Photo: A screenshot of Catherine Lim's letter, taken from her blog
There has been a lot going on on the social and political front since the rise of social media in Singapore.
This has compelled author and social commentator Catherine Lim to write an open letter addressed to the Prime Minister on June 7.
In her letter, Lim points out that there are "two clear signs" proving that Singapore's current situation calls for "a greater sense of urgency".
The first sign is that "people are resorting to forms of high-visibility, high-risk protest", the second one is the fact that "the protest is not confined to a small group of young dissidents emboldened by Internet power" and that even senior citizens have resorted to vandalism.
At present time, there has been no response from the government.
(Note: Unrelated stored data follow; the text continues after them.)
PR #451, opened 2024-07-02
Build config/build scans and build cache

dkrasnoff:
In this commit added:

- [Build Scans](https://docs.gradle.org/current/userguide/build_scans.html), which allows you to find more information about the build in [Jetbratins develocity](https://ge.jetbrains.com/scans?search.rootProjectNames=kotlinx-atomicfu)
- [Build cache](https://docs.gradle.org/current/userguide/build_cache.html), which allows builds to reuse outputs produced by other builds


README.md
```diff
@@ -475,3 +475,19 @@ See [gradle.properties](gradle.properties) in AtomicFU project for its `kotlin_v
 
 Available Kotlin/Native targets are based on non-deprecated official targets [Tier list](https://kotlinlang.org/docs/native-target-support.html)
  with the corresponding compatibility guarantees.
+
+### Gradle Build Scans
+
+[Gradle Build Scans](https://scans.gradle.com/) can provide insights into a Atomicfu Build.
```
adam-enko, line 481:
```suggestion
[Gradle Build Scans](https://scans.gradle.com/) can provide insights into an Atomicfu Build.
```

nitpick typo

build-settings-logic/src/main/kotlin/Utils.kt
adam-enko, line 1: These utils are only used in `gradle-build-scan.settings.gradle.kts` - maybe they should be moved into the same file?

Alternatively, I think a more descriptive name would be nice. What about `BuildScanProperties.kt`?

build-settings-logic/src/main/kotlin/Utils.kt
```diff
@@ -0,0 +1,31 @@
...
+        atomicfuProperty("build.scan.enabled", String::toBoolean)
+            .orElse(buildingOnCi)
+
+/**
+ * Optionaly override the default name attached to a Build Scan.
+ */
+val Settings.buildScanUsername: Provider<String>
+    get() =
+        atomicfuProperty("build.scan.username")
+            .map(String::trim)
```
adam-enko, line 24: `buildScanUsername` should have a `<default>` value, or else the `overriddenName == "<default>" -> originalUsername` branch won't be triggered in `obfuscation {}`?

```suggestion
val Settings.buildScanUsername: Provider<String>
    get() =
        atomicfuProperty("build.scan.username")
            .orElse("<default>")
            .map(String::trim)
```

gradle.properties
```diff
@@ -16,4 +16,6 @@ systemProp.org.gradle.internal.publish.checksums.insecure=true
 org.gradle.jvmargs=-Xmx2g -XX:MaxMetaspaceSize=2g
 
 # we can remove this flag, when move to kotlin-gradle-plugin `2.0.0+`
-kotlin.native.distribution.downloadFromMaven=true
\ No newline at end of file
+kotlin.native.distribution.downloadFromMaven=true
+org.gradle.caching=true
```
adam-enko, line 20: 🎉

settings.gradle.kts
```diff
@@ -105,6 +104,13 @@ dependencyResolutionManagement {
     }
 }
 
+rootProject.name = "kotlinx-atomicfu"
+
+plugins {
+    id("gradle-build-scan")
+    id("gradle-build-cache")
+}
```
adam-enko, line 112: It's not immediately obvious that these plugins are Atomicfu convention plugins. It'd be nice to give them a descriptive namespace. E.g. add `package atomicfu_build` to the top of the `.kts` files (but keep the files the same location)

build-settings-logic/settings.gradle.kts
```diff
@@ -0,0 +1,18 @@
...
+    }
+}
+dependencyResolutionManagement {
+
+    versionCatalogs {
+        create("libs") {
+            from(files("../gradle/libs.versions.toml"))
+        }
+    }
+}
```
adam-enko, line 16:
```suggestion
dependencyResolutionManagement {
    repositories {
        mavenCentral()
        gradlePluginPortal()
    }

    versionCatalogs {
        create("libs") {
            from(files("../gradle/libs.versions.toml"))
        }
    }
}
```

build-settings-logic/src/main/kotlin/gradle-build-scan.settings.gradle.kts
```diff
@@ -0,0 +1,35 @@
...
+                        !overriddenName.isNullOrBlank() -> overriddenName
+                        overriddenName == "<default>" -> originalUsername
+                        else -> "unknown"
+                    }
+                }
+            }
+        }
+    }
+
+}
```
adam-enko, line 35:
```suggestion
    }
}
```

formatting nitpick

adam-enko (approved):
Great work! Exciting to see the build config shaping up really well.

build-settings-logic/src/main/kotlin/Utils.kt
dkrasnoff: I would leave it as is for the future, if we have some shared logic, it could be placed in `Utils.kt` file

mvicsokolova (approved):

mvicsokolova:
Looks great, thank you!)

PR #453, opened 2024-07-11
Enable cache-redirector

dkrasnoff:
Cache-redirector works like CDN for JB builds.
The major part of the code was copy-stolen from [kotlin repo's](https://github.com/JetBrains/kotlin/blob/6c3471c8b5a1ca2871b990363f481be1bfcb2225/repo/scripts/cache-redirector.settings.gradle.kts#L4) cache-redirector (it worth to add to a shared build-scripts for JB, when such repository will be exist). 

In this PR I also removed duplicated properties for setting koltin version and custom repository URL according to our checklist #421


integration-testing/src/functionalTest/kotlin/kotlinx.atomicfu.gradle.plugin.test/framework/runner/Utils.kt
```diff
@@ -24,11 +28,52 @@ internal fun GradleBuild.buildGradleByShell(
     return BuildResult(exitCode, logFile)
 }
 
+internal fun Path.enableCacheRedirector() {
+    // Path relative to the current gradle module project dir
+    val redirectorScript =
+        Paths.get("../build-settings-logic/src/main/kotlin/atomicfu-cache-redirector.settings.gradle.kts")
+            .toAbsolutePath()
+            .normalize()
+            .toFile()
```
adam-enko, line 37: For Gradle up-to-date checks this file should be registered as a test task input.

dkrasnoff: I'm unsure if it is necessary because the cache-redirector is only responsible for downloading dependencies.
When the task is up-to-date, we don't need to download dependencies, but if we change smth in cache-redirector, we also don't need to rerun the task. Or am I wrong?

dkrasnoff: also, [here](https://github.com/Kotlin/kotlinx-atomicfu/blob/dc1c5f5162dd976a9bded61d0d4b967c05d719ae/integration-testing/build.gradle.kts#L91) we have 
```kotlin
outputs.upToDateWhen { false }
```
which as I understand always forces to run `functionalTest`

mvicsokolova (approved):

integration-testing/src/functionalTest/kotlin/kotlinx.atomicfu.gradle.plugin.test/framework/runner/Utils.kt
dkrasnoff: moved path to system property

build-settings-logic/src/main/kotlin/atomicfu-cache-redirector.settings.gradle.kts
```diff
@@ -0,0 +1,202 @@
...
+fun RepositoryHandler.redirect() = configureEach {
+    when (this) {
+        is MavenArtifactRepository -> url = url.maybeRedirect()
+        is IvyArtifactRepository -> @Suppress("SENSELESS_COMPARISON") if (url != null) {
+            url = url.maybeRedirect()
+        }
+    }
+}
+
+pluginManagement.repositories.redirect()
```
dkrasnoff, line 195: @adam-enko honestly say, I still don't understand, why do you suggest to move it to gradle dir. It looks like a real settings plugin, which should be applied directly to `settings.gradle.kts`.
I would suggest not to move it.

adam-enko: Well, because it's not a real settings plugin :) It's applied as a file-based script plugin in `build-settings-logic/settings.gradle.kts` and in all of the integration tests.

While technically it can be both a file-based and pre-compiled script plugin, it's a little odd. I also don't like that it's easy to accidentally break the the plugin by using a utility function from Utils.kt.

That said, if it works, it works. I'm not going to block the PR because of it.

integration-testing/src/functionalTest/kotlin/kotlinx.atomicfu.gradle.plugin.test/framework/runner/Utils.kt
```diff
@@ -24,11 +28,56 @@ internal fun GradleBuild.buildGradleByShell(
...
+        System.getProperty("cache.redirector.path").ifBlank { null } ?: error("Cache redirector has not been set")
+
+    // Path relative to the current gradle module project dir
+    val redirectorScript =
+        Paths.get(cacheRedirectorPath)
+            .toAbsolutePath()
+            .normalize()
+            .toFile()
+
+    val gradleDir = resolve("gradle").also { it.createDirectories() }
```
adam-enko, line 43:
```suggestion
    val gradleDir = resolve("gradle").createDirectories()
```

nitpick: `createDirectories()` returns the same value, so `also {}` could be removed.

adam-enko (approved):

integration-testing/src/functionalTest/kotlin/kotlinx.atomicfu.gradle.plugin.test/framework/runner/Utils.kt
dkrasnoff: moved this change to https://github.com/Kotlin/kotlinx-atomicfu/pull/460

PR #456, opened 2024-07-18
Build config/configuration cache

dkrasnoff:


gradle.properties
```diff
@@ -17,3 +17,4 @@ org.gradle.jvmargs=-Xmx2g -XX:MaxMetaspaceSize=2g
 
 org.gradle.caching=true
 
+org.gradle.configuration-cache=true
```
adam-enko, line 20: 🚀

buildSrc/src/main/kotlin/MavenPomUtils.kt
adam-enko, line 1: These utilities could be `internal`? I assume they're only used in buildSrc?

atomicfu-maven-plugin/build.gradle.kts
```diff
@@ -13,31 +19,84 @@ dependencies {
     api(libs.bundles.maven)
 }
 
-val outputDir = tasks.compileKotlin.get().destinationDirectory
+val outputDir = tasks.compileKotlin.get().destinationDirectory.get().asFile
```
adam-enko, line 22: This looks suspicious to me. Generally we should try to avoid `.get()`, because it will eagerly configure a task. Also, `get().asFile` will make Gradle forget the task link.

buildSrc/src/main/kotlin/MavenPomUtils.kt
dkrasnoff: no in atomicfu-maven-plugin/build.gradle.kts as well

buildSrc/src/main/kotlin/MavenPomUtils.kt
```diff
@@ -0,0 +1,47 @@
...
+
+fun MavenPom.configureMavenPluginPomAttributes(projectName: String) {
+    name.set(projectName)
+    packaging = "maven-plugin"
+    description.set("Atomicfu Maven Plugin")
+}
+
+fun Document.getElement(tagName: String): Node =
+    getElementsByTagName(tagName).item(0)
+        ?: error("No element named '$tagName' in Document $this")
```
adam-enko, line 19: Is this unused? Can it be deleted?

buildSrc/src/main/kotlin/MavenPomUtils.kt
```diff
@@ -0,0 +1,47 @@
...
+
+fun Element.getElement(tagName: String): Node =
```
adam-enko, line 21:
```suggestion
internal fun Element.getElement(tagName: String): Node =
```

buildSrc/src/main/kotlin/MavenPomUtils.kt
adam-enko: Okay, I see, thanks. It'd be nice to move the POM configuration into a single util function, but that's not relevant to this PR.

buildSrc/src/main/kotlin/MavenPomUtils.kt
```diff
@@ -0,0 +1,47 @@
+@file:JvmName("MavenPomConfiguration")
+
+import org.gradle.api.publish.maven.*
```
adam-enko, line 3:
```suggestion
import org.gradle.api.publish.maven.*
```

Since all the build scripts are Kotlin now, the JvmName could be removed?

buildSrc/src/main/kotlin/common-conventions.gradle.kts
```diff
@@ -1,5 +1,2 @@
 val deployVersion = project.findProperty("DeployVersion")
```
adam-enko, line 1:
```suggestion
val deployVersion: String? = project.findProperty("DeployVersion")?.toString()?.ifBlank { null }
```

It's unrelated to this PR, but I'd recommend being defensive here, just in case a plain-string gets passed.

I'll leave it up to you whether to implement or not, but I wanted to mention it while it's on my mind.

buildSrc/src/main/kotlin/common-conventions.gradle.kts
adam-enko, line 1: I think it's a bit unusual that this file only has two lines... It could be merged into `base-publish-conventions.gradle.kts`? The version only really matters for published artifacts.

Again, it's not related to CC, so I'll just mention it and leave it up to you.

atomicfu-maven-plugin/build.gradle.kts
dkrasnoff: Fixed

buildSrc/src/main/kotlin/MavenPomUtils.kt
dkrasnoff: Removed

buildSrc/src/main/kotlin/MavenPomUtils.kt
dkrasnoff: Applied

buildSrc/src/main/kotlin/MavenPomUtils.kt
dkrasnoff: Applied

buildSrc/src/main/kotlin/common-conventions.gradle.kts
dkrasnoff: Thanks, applied

buildSrc/src/main/kotlin/common-conventions.gradle.kts
dkrasnoff: Thanks, merged into one convention plugin

adam-enko (approved):

mvicsokolova (approved):

PR #460, opened 2024-07-23
De-duplicated the version override in the actual project and in buildSrc

dkrasnoff:
This PR adds common settings plugin to: 
- root `settings.gradle.kts` 
- buildSrc `settings.gradle.kts` 

It removes duplicated logic by setting custom Kotlin version and custom repository URL. (`kotlin_version`, `kotlin_repo_url`, `build_snapshot_train`).

Should be checked after https://github.com/Kotlin/kotlinx-atomicfu/pull/453.

### DIFF
--- a/build-settings-logic/src/main/kotlin/atomicfu-dependency-resolution-management.settings.gradle.kts
+++ b/build-settings-logic/src/main/kotlin/atomicfu-dependency-resolution-management.settings.gradle.kts
@@ -1,0 +1,79 @@
+import org.gradle.kotlin.dsl.maven
+
+pluginManagement {
+    repositories {
+        mavenCentral()
+        gradlePluginPortal()
+
+        val additionalRepositoryProperty = providers.gradleProperty("kotlin_repo_url")
+        if (additionalRepositoryProperty.isPresent) {
+            maven(additionalRepositoryProperty.get()) {
+                name = "KotlinDevRepo"
+            }
+            logger.info("A custom Kotlin repository ${additionalRepositoryProperty.get()} was added")
+        }
+
+        maven("https://oss.sonatype.org/content/repositories/snapshots") {
+            mavenContent { snapshotsOnly() }
+        }
+    }
+}
+
+dependencyResolutionManagement {
+
+    @Suppress("UnstableApiUsage")
+    repositoriesMode.set(RepositoriesMode.PREFER_SETTINGS)
+
+    @Suppress("UnstableApiUsage")
+    repositories {
+        maven("https://oss.sonatype.org/content/repositories/snapshots") {
+            mavenContent { snapshotsOnly() }
+        }
+
+        val additionalRepositoryProperty = providers.gradleProperty("kotlin_repo_url")
+        if (additionalRepositoryProperty.isPresent) {
+            maven(additionalRepositoryProperty.get()) {
+                name = "KotlinDevRepo"
+            }
+            logger.info("A custom Kotlin repository ${additionalRepositoryProperty.get()} was added")
+        }
+
+        mavenCentral()
+
+
+        // we have such a task https://youtrack.jetbrains.com/issue/KT-34732 to move these artifacts to the Maven repository,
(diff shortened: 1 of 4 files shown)


build-settings-logic/src/main/kotlin/atomicfu-dependency-resolution-management.settings.gradle.kts
```diff
@@ -0,0 +1,87 @@
...
+        /*
+         * This property group is used to build kotlinx.atomicfu against Kotlin compiler snapshots.
+         * When build_snapshot_train is set to true, mavenLocal and Sonatype snapshots are added to a repository list
+         * (the former is required for AFU and public, the latter is required for compiler snapshots).
+         * DO NOT change the name of these properties without adapting the kotlinx.train build chain.
+         */
+        val buildSnapshotTrainGradleProperty = providers.gradleProperty("build_snapshot_train")
+        if (buildSnapshotTrainGradleProperty.isPresent) {
+            maven(url = uri("https://oss.sonatype.org/content/repositories/snapshots"))
+        }
```
adam-enko, line 23: It's usually better to keep the build config as stable as possible. This avoids surprises, and helps with Gradle caching (configuration cache in this case).

[There was an issue a couple of weeks ago caused by conditional Maven repos](https://jetbrains.slack.com/archives/C4U955N6B/p1721204053175179).

Could the Maven Central snapshots be added without the conditional logic? The content could be filtered to help performance, so that Gradle will only look for snapshots in it.

```suggestion
        maven("https://oss.sonatype.org/content/repositories/snapshots") {
            mavenContent { snapshotsOnly }
        }
```

build-settings-logic/src/main/kotlin/atomicfu-dependency-resolution-management.settings.gradle.kts
```diff
@@ -0,0 +1,87 @@
...
+        * DO NOT change the name of these properties without adapting kotlinx.train build chain.
+        */
+        val buildSnapshotTrainGradleProperty = providers.gradleProperty("build_snapshot_train")
+        if (buildSnapshotTrainGradleProperty.isPresent) {
+            maven(url = uri("https://oss.sonatype.org/content/repositories/snapshots"))
+        }
+
+        val additionalRepositoryProperty = providers.gradleProperty("kotlin_repo_url")
+        if (additionalRepositoryProperty.isPresent) {
+            maven(url = uri(additionalRepositoryProperty.get()))
```
adam-enko, line 47: The kotlin-dsl has a shorter method of adding repositories, which just accepts a string.

I also think it's a nice idea to add a name to the repositories, so that error messages and Build Scan reports are more human readable (otherwise Gradle generates a non-specific name).

```suggestion
            maven(additionalRepositoryProperty.get()) {
                name = "KotlinDevRepo"
            }
```

adam-enko (approved):

build-settings-logic/src/main/kotlin/atomicfu-dependency-resolution-management.settings.gradle.kts
dkrasnoff: I see, didn't think about Build Scan reports. It makes sense, thanks!

build-settings-logic/src/main/kotlin/atomicfu-dependency-resolution-management.settings.gradle.kts
dkrasnoff: @adam-enko I started exploring this idea and came up to an interesting conclusion, that `https://oss.sonatype.org/content/repositories/snapshots` is not as it was expected. Instead, in the train builds, we use only Maven local to publish intermediate artifacts.

adam-enko: Ah okay, so Maven Central Snapshots is not used at all? If so, then it makes sense to remove it, *unless* it might be used in the future.

mvicsokolova (approved):

PR #467, opened 2024-08-14
Set server on develocity extension

CristianGM:
This way we can use the Develocity token to authenticate on CI automatically


build-settings-logic/src/main/kotlin/atomicfu-gradle-build-scan.settings.gradle.kts
```diff
@@ -7,8 +7,8 @@ plugins {
 develocity {
     if (buildScanEnabled.get()) {
         val overriddenName = buildScanUsername.orNull
+        server = "https://ge.jetbrains.com/"
```
dkrasnoff, line 10: nit: maybe it worth to left a comment, why this line here and not in `buildScan` for future generations

dkrasnoff:
Thanks a lot! 👍

Issue #462, opened 2024-07-31
AtomicFu QoS Problems on iOS


stefanhaustein:
## Summary

On Darwin (iOS) the kernel must support a lock to handle QoS properly, and a custom built lock using atomics – such as the one in [synchronized.kt](https://source.corp.google.com/piper///depot/google3/third_party/kotlin/kotlinx_atomicfu/atomicfu/src/nativeMain/kotlin/kotlinx/atomicfu/locks/Synchronized.kt)  – won't fit that model (atomics do not handle QoS)

## Background

[iOS resolves priority inversions between threads by temporarily promoting the QoS of the lower priority thread to the same level as the higher priority thread being blocked](https://developer.apple.com/library/archive/documentation/Performance/Conceptual/EnergyGuide-iOS/PrioritizeWorkWithQoS.html). In order for this promotion to occur, you must use one of the Apple-supplied lock mechanisms that support QoS donation.

Not all locks available in Apple APIs support QoS. For example, spinlocks, semaphores, and condition locks (including NSCondition) do not. Apple has aggressively deprecated their spinlock APIs, and has privately warned us not to use condition locks in performance-sensitive code.

Unfortunately, while the QoS-compatibility of locks has evolved to "common knowledge" in iOS dev, there is no authoritative Apple documentation.

Some public discussions of locks and QoS:

- https://threadreaderapp.com/thread/1229999590482444288.html
- https://developer.apple.com/library/archive/documentation/Performance/Conceptual/EnergyGuide-iOS/PrioritizeWorkWithQoS.html 
- https://hacks.mozilla.org/2022/10/improving-firefox-responsiveness-on-macos/ 
- https://openradar.appspot.com/23896366 
- https://lists.swift.org/pipermail/swift-dev/Week-of-Mon-20151214/000345.html 
- https://www.mikeash.com/pyblog/friday-qa-2017-10-27-locks-thread-safety-and-swift-2017-edition.html 
- https://mjtsai.com/blog/2015/12/16/osspinlock-is-unsafe/ 

The takeaway of these discussions is that it is possible for a thread or serial queue (these are not exactly the same thing) to block for too long, or even indefinitely, on a lock that does not perform QoS promotion. The most problematic case is one where the low-priority thread holds the lock, but is never serviced because there are always higher QoS threads ready to run but blocking on the lock. Spinlocking is apparently particularly bad at triggering this case.

[...]

PR #468, opened 2024-08-26
Use pthread_mutex instead of a custom lock on Apple platforms

stefanhaustein:
Use pthread_mutex instead of a custom lock on Apple platforms, as for Darwin the kernel must support a lock to handle QoS properly, and a custom built lock using atomics – such as the one currently used in nativeMain/synchronized.kt – won't fit that model (atomics do not handle QoS)

See issue #462 for details.

This PR introduces a new apple target and splits nativeNonApple (with the custom lock) out of native, keeping the dependency on the remaining native code in both cases.


stefanhaustein:
P.S.: I accidentally included .gitignore for local settings (should be fine) and some jre fetcher in settings... Should I re-generate?

mvicsokolova:
Thank you! Looks good to me as the first solution 👍🏻
I just need to rebase these changes onto `develop` branch, as it contains a bunch of changes in the build scripts

stefanhaustein:
Thanks! It probably makes sense to push the mutex pool up to the shared native part then?

qwwdfsad:
>Does the pool make any sense here? T

Do you mean in lock implementation in general?
It does because otherwise lock allocation performance model drastically differs between platforms and we would like to avoid that. E.g. we know that lock allocation is cheap and do so in coroutines left and right

stefanhaustein:
I have an updated implementation incorporating feedback here and from compose-kmp... Given the amount of changes, the simplest way forward seems to be to close this and to create a new PR after I have synced my fork.

PR #470, opened 2024-09-05
Fix wrong test setup

Tapchicoma:
Test project was applying Kotlin KMP plugin in subprojects, but not in the root 'build.gradle.kts' which is wrong from KMP point of view as it introduces Gradle classpath isolation problem.

### DIFF
--- a/integration-testing/examples/multi-module-test/build.gradle.kts
+++ b/integration-testing/examples/multi-module-test/build.gradle.kts
@@ -1,0 +1,3 @@
+plugins {
+    kotlin("multiplatform") version libs.versions.kotlinVersion.get() apply false
+}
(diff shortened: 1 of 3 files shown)


Tapchicoma:
Fixes failure in MR into `2.0.21` branch for https://youtrack.jetbrains.com/issue/KT-70700

mvicsokolova (approved):

woainikk:
can we merge it directly to develop branch?

mvicsokolova:
Yes, we should first merge it into develop and then rebase kotlin-community

mvicsokolova:
@Tapchicoma could you please rebase this commit onto develop? Or should I better do this?

Tapchicoma:
Actually I've just rebased against `develop`

woainikk (approved):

However, the South China Morning Post published a letter today sent by Singapore's consulate-general to Hong Kong, Jacky Foo.
According to Channel NewsAsia, the letter was a response to an article titled "Writer Catherine Lim's open letter to Singaporean PM fuels social media debate" published by the SCMP on June 9.
In it, Foo accuses Lim of continuingly "bemoaning" the "collapse of trust and respect for the government". He also says that Lim is "wrong to claim that Prime Minister Lee Hsien Loong's defamation suit against a blogger will further erode trust".
Foo says that the Singapore government carried the country through crisis after crisis — "the 1997 Asian financial crisis", "the outbreak of severe acute respiratory syndrome in 2003" and the "2008 global financial crisis" — even after Lim first "asserted" that Singaporean's had lost their trust in the government back in 1994.
He stands by his claim saying that Singapore scored a "respectable" 75 percent as compared to Hong Kong's 45 percent in a report titled Edelman Trust Barometer by world's leading public relations firm Edelman.